PR #638, opened 2024-12-02
consortium-v2: make the period definition consistent with contract

minh-bq:
Currently, Ronin detects the start of new period is the first block of an epoch
where that block's timestamp is on the different date from first block of
previous epoch. However, in contract, the start of new period is the first block
of epoch where the parent of it (the last block of previous epoch)'s timestamp
is on the different date from the last block of "previous previous" epoch. In
this commit, we change the Ronin logic to be consistent with contract after
Venoki hardfork.

### DIFF
--- a/consensus/consortium/v2/consortium_test.go
+++ b/consensus/consortium/v2/consortium_test.go
@@ -2255,28 +2255,12 @@ func TestIsPeriodBlock(t *testing.T) {
 		db:       db,
 		contract: mock,
 	}
-	validators := make([]common.Address, NUM_OF_VALIDATORS)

WHAT TO PRODUCE:
Could you print the material above once more, exactly as it stands?

EXERCISE RESPONSE:
PR #638, opened 2024-12-02
consortium-v2: make the period definition consistent with contract

minh-bq:
Currently, Ronin detects the start of new period is the first block of an epoch
where that block's timestamp is on the different date from first block of
previous epoch. However, in contract, the start of new period is the first block
of epoch where the parent of it (the last block of previous epoch)'s timestamp
is on the different date from the last block of "previous previous" epoch. In
this commit, we change the Ronin logic to be consistent with contract after
Venoki hardfork.

### DIFF
--- a/consensus/consortium/v2/consortium_test.go
+++ b/consensus/consortium/v2/consortium_test.go
@@ -2255,28 +2255,12 @@ func TestIsPeriodBlock(t *testing.T) {
 		db:       db,
 		contract: mock,
 	}
-	validators := make([]common.Address, NUM_OF_VALIDATORS)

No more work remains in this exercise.